Licensing should only be a temporary solution, though. While it keeps the science alive, it forces innovative young companies to sacrifice potential future profits from their valuable intellectual property. Sunesis, for instance, forfeited the right to commercialize drugs that come out of the Biogen partnership. For biotechs to outgrow the licensing crutch and regain investors' interest, the industry will need to grapple with each of its other four hurdles. Without that, it may never break the cycles of hype and havoc that have dogged this sector since the 1970s. The endgame, however, will be worth the risk: In 10 years time, Amgen and Genentech -- with annual sales of $6.3 billion and $3 billion, respectively -- could be sharing the stage with half a dozen biotechs of comparable size. That means, for the first time, the newcomers would have the financial heft to sustain long-term research -- the kind that leads to blockbuster drugs.

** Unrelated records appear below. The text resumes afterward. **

PR #1419, opened 2016-11-21
Change: use redash.utils.json_dumps instead of json.dumps in Python query runner

ehfeng:
Currently, python runner is returning datetime objects as unicode strings. `redash.utils.json_dumps` returns them as native python datetime objects.

### DIFF
--- a/redash/query_runner/python.py
+++ b/redash/query_runner/python.py
@@ -4,6 +4,7 @@ import logging
 import sys
 
 from redash.query_runner import *
+from redash.utils import json_dumps
 from redash import models
 
 import importlib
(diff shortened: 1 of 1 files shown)


ehfeng:
Still figuring out how to set this up locally, so I made this change blind, based on our gitter discussion.

arikfr:
Ping me on the chat if you want a walkthrough of the setup.

ehfeng:
@arikfr realized this changes behavior—for hosted redash, it may be worth messaging your users, in case their old queries break.

arikfr:
It's only an extension of the previous behavior - the data types `json_dumps` handles make the regular `json.dumps` call raise an exception.

But anyway we don't have the Python query runner enabled in the hosted version, as it's a security risk. While it runs in a sandbox, I quite easily managed to by pass it. And I'm not some hacker...

Thanks for the concern though :)

ehfeng:
Dang, lucky. Breaking changes and migrations are always a pain :P

arikfr:
True that 😱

Biotech's hopes and challenges are summed up well by George B. Rathmann, who co-founded Amgen more than 20 years ago and is now chairman of Nuvelo Inc., a Sunnyvale (Calif.) gene-discovery company. "Genomics has given us a burden of riches: thousands of genes we don't understand," he says. Yet as the pieces fall together, knowledge of DNA will open the door to personalized medicine. "We know all that is possible," he says. All that -- and so much more.